PR #174, opened 2023-02-17
`feature`: If timestamp = null and the request is inflight, use the previous minute in hopes to return a rate.

dfinity-ryancroote:
This PR implements the following:

1. If the request contains a timestamp = null, the XRC will get the current normalized timestamp. 
2. If the requested assets with the current normalized timestamp are considered to be inflight, the XRC then goes back 1 additional minute (labeled internally as a past normalized timestamp).
3. If requested assets with the past normalized timestamp *are not* in the cache, the minimum fee is charged and the caller receives a pending error.
4. If requested assets with the past normalized timestamp *are* in the cache, the base cost fee is charged and the caller receives the requested rate.

### DIFF
--- a/src/xrc/src/api.rs
+++ b/src/xrc/src/api.rs
@@ -235,12 +235,13 @@ fn validate(rate: QueriedExchangeRate) -> Result<QueriedExchangeRate, ExchangeRa
     }
 }
 
-#[derive(PartialEq, Eq)]
+#[derive(Debug, PartialEq, Eq)]
 enum TimestampType {
     Current,
     Previous,
 }
 
+#[derive(Debug)]
 struct Timestamp {
     value: u64,
     r#type: TimestampType,
@@ -304,10 +305,15 @@ async fn handle_cryptocurrency_pair(
     }
 
     if !utils::is_caller_privileged(&caller) {
+        println!("{:#?}", timestamp);
         let rate_limited = is_rate_limited(num_rates_needed);
         let already_inflight = is_request_already_inflight(request, timestamp.value);
         let is_previous_minute_with_rates_needed =
             timestamp.r#type == TimestampType::Previous && num_rates_needed > 0;
+        println!(
+            "is_previous_minutes_with_rates_needed: {}",
+            is_previous_minute_with_rates_needed
+        );
         let charge_cycles_option =
             if rate_limited || already_inflight || is_previous_minute_with_rates_needed {
                 ChargeOption::MinimumFee
--- a/src/xrc/src/api.rs
+++ b/src/xrc/src/api.rs
@@ -273,7 +273,7 @@ impl NormalizedTimestamp {
 /// If the request contains a timestamp, the function returns the normalized requested timestamp.
 /// If the request's timestamp is null, the function returns the current timestamp if no assets are found
 /// to be inflight; otherwise, the normalized timestamp from one minute ago.
-fn get_normalized_timestamp_for_crypto_assets(
+fn get_normalized_timestamp(
     env: &impl Environment,
     request: &GetExchangeRateRequest,
 ) -> NormalizedTimestamp {
@@ -294,7 +294,7 @@ async fn handle_cryptocurrency_pair(
     call_exchanges_impl: &impl CallExchanges,
     request: &GetExchangeRateRequest,
 ) -> Result<QueriedExchangeRate, ExchangeRateError> {
-    let timestamp = get_normalized_timestamp_for_crypto_assets(env, request);
+    let timestamp = get_normalized_timestamp(env, request);
 
     let caller = env.caller();
     let (maybe_base_rate, maybe_quote_rate) = with_cache_mut(|cache| {
@@ -387,7 +387,7 @@ async fn handle_crypto_base_fiat_quote_pair(
     call_exchanges_impl: &impl CallExchanges,
     request: &GetExchangeRateRequest,
 ) -> Result<QueriedExchangeRate, ExchangeRateError> {
-    let timestamp = get_normalized_timestamp_for_crypto_assets(env, request);
+    let timestamp = get_normalized_timestamp(env, request);
     let caller = env.caller();
 
     let forex_rate_result = with_forex_rate_store(|store| {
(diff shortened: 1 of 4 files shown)


src/xrc/src/api.rs
```diff
@@ -235,17 +236,76 @@ fn validate(rate: QueriedExchangeRate) -> Result<QueriedExchangeRate, ExchangeRa
     }
 }
 
+#[derive(Debug, PartialEq, Eq)]
+enum NormalizedTimestampType {
+    /// The timestamp is within the past minute.
+    RequestedOrCurrent,
+    /// The timestamp is within 1-2 minutes ago.
```
THLO, line 243: Why does `Past` mean "the timestamp is within 1-2 minutes ago"?

src/xrc/src/api.rs
```diff
@@ -235,17 +236,76 @@ fn validate(rate: QueriedExchangeRate) -> Result<QueriedExchangeRate, ExchangeRa
...
+    Past,
+}
+
+#[derive(Debug)]
+struct NormalizedTimestamp {
+    /// The timestamp in seconds.
+    value: u64,
+    /// Used to determine if the timestamp is a current timestamp or a timestamp from a minute ago.
```
THLO, line 251: Based on this statement, you need a `Current` and a `Recent` type.

src/xrc/src/api.rs
```diff
@@ -235,17 +236,76 @@ fn validate(rate: QueriedExchangeRate) -> Result<QueriedExchangeRate, ExchangeRa
...
+        Self {
+            value,
+            r#type: NormalizedTimestampType::Past,
+        }
+    }
+}
+
+/// If the request contains a timestamp, the function returns the normalized requested timestamp.
+/// If the request's timestamp is null, the function returns the current timestamp if no assets are found
+/// to be inflight, OR the normalized timestamp from one minute ago.
```
THLO, line 275: "OR" is a bit confusing. It sounds like the function is allowed to return either.
How about "otherwise"?

src/xrc/src/api.rs
THLO: Having read the code below, "within 1-2 minutes ago" refers to how we actually use this type.
I think the comment is confusing here. It should simply say that it refers to a timestamp in the past.

src/xrc/src/api.rs
```diff
@@ -235,17 +236,76 @@ fn validate(rate: QueriedExchangeRate) -> Result<QueriedExchangeRate, ExchangeRa
...
+    env: &impl Environment,
+    request: &GetExchangeRateRequest,
+) -> NormalizedTimestamp {
+    if request.timestamp.is_some() {
+        let timestamp = utils::get_normalized_timestamp(env, request);
+        return NormalizedTimestamp::requested_or_current(timestamp);
+    }
+
+    let timestamp = utils::get_normalized_timestamp(env, request);
+    let base_asset_is_inflight = matches!(request.base_asset.class, AssetClass::Cryptocurrency)
```
THLO, line 286: Why do you use `matches!` here?
Why is this check even needed? Only cryptocurrencies can be in-flight, right? So, if the second check returns `true`, the first must be `true`.

src/xrc/src/api.rs
```diff
@@ -260,19 +320,23 @@ async fn handle_cryptocurrency_pair(
...
+                ChargeOption::OutboundRatesNeeded(num_rates_needed)
+            };
+
         env.charge_cycles(charge_cycles_option)?;
         if rate_limited {
             return Err(ExchangeRateError::RateLimited);
         }
 
-        if already_inflight {
+        if already_inflight || is_past_timestamp_with_rates_needed {
```
THLO, line 339: How about `is_past_timestamp_not_cached` instead ("cached" implies that no rates are needed)?
It would be clearer here that we return `Pending` if the past time slot cannot be served from the cache.

src/xrc/src/api.rs
```diff
@@ -373,18 +437,22 @@ async fn handle_crypto_base_fiat_quote_pair(
...
+                ChargeOption::OutboundRatesNeeded(num_rates_needed)
+            };
+
         env.charge_cycles(charge_cycles_option)?;
         if rate_limited {
             return Err(ExchangeRateError::RateLimited);
         }
 
-        if already_inflight {
+        if already_inflight || is_past_minute_with_rates_needed {
```
THLO, line 455: Same here.

src/xrc/src/api/test.rs
```diff
@@ -945,3 +945,260 @@ fn get_exchange_rate_can_retrieve_usdt_icp() {
...
+                symbol: "ICP".to_string(),
+                class: AssetClass::Cryptocurrency,
+            },
+            timestamp: None,
+        };
+
+        let result = get_exchange_rate_internal(&env, &call_exchanges_impl, &request)
+            .now_or_never()
+            .expect("future should complete");
+        assert!(matches!(result, Ok(_)));
```
THLO, line 1062: How about checking the timestamp in the result? It should be the correct timestamp associated with the returned rate.

src/xrc/src/lib.rs
```diff
@@ -98,6 +98,9 @@ const RATE_UNIT: u64 = 10u64.saturating_pow(DECIMALS);
 /// Used for setting the max response bytes for the exchanges and forexes.
 const ONE_KIB: u64 = 1_024;
 
+// 1 minute in seconds
+const ONE_MINUTE: u64 = 60;
```
THLO, line 102: Just in case we don't remember how many seconds there are in a minute.   :-)

THLO (approved):

src/xrc/src/api.rs
dfinity-ryancroote: Makes sense. Updated.

src/xrc/src/api.rs
dfinity-ryancroote: Good point. Removed.

src/xrc/src/api/test.rs
dfinity-ryancroote: Added checks. 👍

src/xrc/src/api.rs
dfinity-ryancroote: That makes sense. Updated.

PR #175, opened 2023-02-21
`bugfix`: fiat-crypto pairs were not handled correctly in earlier refactor

dfinity-ryancroote:
When deploying the timestamp = null feature, ForexQuoteAssetNotFound errors started to populate the logs. This lead to the discovery that the refactor missed the inversion of the base and quote assets for fiat-crypto pairs.

This PR addresses the issue by inverting the base and quote assets for a fiat-crypto pair. The inverted request is then passed in to the `handle_crypto_base_fiat_quote_pair` handle function. To ensure coverage to avoid this problem from occurring in the future, additional unit tests were added to ensure this case is covered.

### DIFF
--- a/src/xrc/src/api.rs
+++ b/src/xrc/src/api.rs
@@ -193,6 +193,16 @@ async fn get_exchange_rate_internal(
     result.map(|r| r.into())
 }
 
+/// This function is used for handling fiat-crypto pairs.
+fn invert_assets_in_request(request: &GetExchangeRateRequest) -> GetExchangeRateRequest {
+    GetExchangeRateRequest {
+        base_asset: request.quote_asset.clone(),
+        quote_asset: request.base_asset.clone(),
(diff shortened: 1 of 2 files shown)


nategurian (approved):

src/xrc/src/api.rs
```diff
@@ -213,12 +223,13 @@ async fn route_request(
                 })
         }
         (AssetClass::FiatCurrency, AssetClass::Cryptocurrency) => {
-            handle_crypto_base_fiat_quote_pair(env, call_exchanges_impl, request)
+            let inverted_request = invert_assets_in_request(request);
+            handle_crypto_base_fiat_quote_pair(env, call_exchanges_impl, &inverted_request)
                 .await
                 .map(|r| r.inverted())
```
THLO, line 229: Nit: A more expressive variable name than `r` would be preferable.

PR #177, opened 2023-02-23
`feat`: Add `disable-forex-timezone-offset` for system testing purposes

dfinity-ryancroote:
This PR adds a feature flag to disable the forex timezone offset. This causes issues in determining what values will be used when creating system tests that expect hand built responses.

### DIFF
--- a/src/xrc/src/forex.rs
+++ b/src/xrc/src/forex.rs
@@ -165,6 +165,9 @@ macro_rules! forex {
 
             /// This method invokes the forex's [IsForex::offset_timestamp_to_timezone] function.
             pub fn offset_timestamp_to_timezone(&self, timestamp: u64) -> u64 {
+                if cfg!(feature = "disable-forex-weekend-check") {
+                    return timestamp;
+                }
                 match self {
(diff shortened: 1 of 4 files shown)


src/xrc/src/forex.rs
```diff
@@ -275,11 +281,13 @@ impl ForexRateStore {
 
         // If today's date is requested, and the day is not over anywhere on Earth, use yesterday's date
         // Get the normalized timestamp for yesterday.
-        let yesterday = (current_timestamp as i64 + TIMEZONE_AOE_SHIFT_SECONDS) as u64
-            / SECONDS_PER_DAY
-            * SECONDS_PER_DAY;
-        if timestamp > SECONDS_PER_DAY && yesterday == timestamp {
-            timestamp -= SECONDS_PER_DAY;
+        if !cfg!(feature = "disable-forex-timezone-offset") {
```
THLO, line 284: The comment only applies to the code executed when the forex timezone offset is enabled.

THLO (approved):

src/xrc/src/forex.rs
dfinity-ryancroote: Fixed.

PR #179, opened 2023-02-28
Require a minimum number of sources for privileged canisters when serving from the cache

THLO:
There is a risk that an attacker might try to get an exchange rate based on the rates of a small number of exchanges into the cache by timing the request carefully.
The CMC might then be served this rate.

This PR changes adds the restriction that cached rates may only be served to all privileged canisters if they are based on a specific minimum number of collected rates.

### DIFF
--- a/src/xrc/src/api.rs
+++ b/src/xrc/src/api.rs
@@ -20,6 +20,9 @@ use futures::future::join_all;
 /// The expected base rates for stablecoins.
 const STABLECOIN_BASES: &[&str] = &[DAI, USDC];
 
+/// A cached rate is only used for privileged canisters if there are at least this many source rates.
+const MIN_NUM_RATES_FOR_PRIVILEGED_CANISTERS: usize = 3;
+
 #[async_trait]
 trait CallExchanges {
     async fn get_cryptocurrency_usdt_rate(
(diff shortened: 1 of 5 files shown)


src/xrc/src/api.rs
```diff
@@ -300,6 +303,25 @@ fn get_normalized_timestamp(
...
+        {
+            Some(rate.to_owned())
+        } else {
+            None
+        }
+    } else {
+        None
+    }
+}
+
```
dfinity-ryancroote, line 324: How about something like this instead?

```rust
fn get_rate_from_cache(
    cache: &mut ExchangeRateCache,
    caller: &Principal,
    symbol: &str,
    timestamp: u64,
) -> Option<QueriedExchangeRate> {
    let maybe_rate = cache.get(symbol, timestamp);
    match maybe_rate {
        Some(ref rate) => {
            if !utils::is_caller_privileged(caller) {
                return maybe_rate;
            }

            if rate.base_asset.symbol == USDT {
                return maybe_rate;
            }

            if rate.rates.len() >= MIN_NUM_RATES_FOR_PRIVILEGED_CANISTERS {
                Some(rate.to_owned())
            } else {
                None
            }
        }
        None => None,
    }
}
```

Then inside the `with_cache_mut` block you would then just have:

```rust
        let maybe_base_rate =
            get_rate_from_cache(cache, &caller, &request.base_asset.symbol, timestamp.value);
```

dfinity-ryancroote (approved):

PR #180, opened 2023-02-28
Adding the Poloniex exchange

THLO:
This PR adds support for the Poloniex exchange.

While the trading volume is low, it appears that the exchange even returns a reasonable exchange rate if there was no trade in the queried time interval.


dfinity-ryancroote (approved):
Looks good. Obviously tests need to be fixed. 😄

THLO:
> Looks good. Obviously tests need to be fixed. smile

Yes, adding an exchange always breaks the tests...
I'll look into it tomorrow.

PR #182, opened 2023-03-09
bugfix: Address minor bugs when querying ICP/XDR rates

dfinity-ryancroote:
This PR addresses the following behaviors we have seen when testing the ICP/XDR rates for the CMC:

* `base_asset_num_received_rates` should be equal to `quote_asset_num_received_rates`
* The timezone adjustment was shifting the timestamp by 12 days into the past instead of 12 hours. This would cause the requested timestamp to always fall into the most recent forex rates instead of using the prior day's rates.
* The forex rate store was accumulating USD rates. This is not necessary as all rates are normalized into USD.


yotamhc (approved):
Looks good, thanks a lot!

src/xrc/src/forex.rs
```diff
@@ -356,26 +365,25 @@ impl ForexRateStore {
         Err(GetForexRateError::InvalidTimestamp(timestamp))
     }
 
-    /// Puts or updates rates for a given timestamp. If rates already exist for the given timestamp, only rates for which a new rate with higher number of sources are replaced.
-    pub(crate) fn put(&mut self, timestamp: u64, rates: ForexMultiRateMap) {
+    /// Puts or updates rates for a given timestamp. If rates already exist for the given timestamp,
+    /// only rates for which a new rate with higher number of sources are replaced.
+    pub(crate) fn put(&mut self, timestamp: u64, mut rates: ForexMultiRateMap) {
```
THLO, line 370: How about removing the USD rates before calling this function so that no mutable reference is required here?
If that's messy (for example because we need to remember to remove it wherever the function is called), we can also leave it the way you proposed.

THLO (approved):

src/xrc/src/forex.rs
dfinity-ryancroote: Good point. I moved the removal to the when the retrieval of the rates map from the collector occurs.

src/xrc/src/forex.rs
```diff
@@ -277,16 +277,18 @@ impl ForexRateStore {
...
     ) -> Result<QueriedExchangeRate, GetForexRateError> {
         // Normalize timestamp to the beginning of the day.
-        let mut timestamp = (requested_timestamp / SECONDS_PER_DAY) * SECONDS_PER_DAY;
+        let mut requested_timestamp = (requested_timestamp / SECONDS_PER_DAY) * SECONDS_PER_DAY;
 
+        // If today's date is requested, and the day is not over anywhere on Earth, use yesterday's date
+        // Get the normalized timestamp for yesterday.
         if !cfg!(feature = "disable-forex-timezone-offset") {
             // If today's date is requested, and the day is not over anywhere on Earth, use yesterday's date
             // Get the normalized timestamp for yesterday.
```
THLO, line 286: These lines should be removed, right?

src/xrc/src/forex.rs
```diff
@@ -277,16 +277,18 @@ impl ForexRateStore {
...
-            let yesterday = (current_timestamp as i64 + TIMEZONE_AOE_SHIFT_SECONDS) as u64
-                / SECONDS_PER_DAY
-                * SECONDS_PER_DAY;
-            if timestamp > SECONDS_PER_DAY && yesterday == timestamp {
-                timestamp -= SECONDS_PER_DAY;
+            // If today's date is requested, and the day is not over anywhere on Earth, use yesterday's date
+            // Get the normalized timestamp for yesterday.
```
++++++++++++++++++++
WHAT IS BEING ASKED
For every line above that includes the string "will", copy the line.

ANSWER BOX
1. If the request contains a timestamp = null, the XRC will get the current normalized timestamp. 
This PR adds a feature flag to disable the forex timezone offset. This causes issues in determining what values will be used when creating system tests that expect hand built responses.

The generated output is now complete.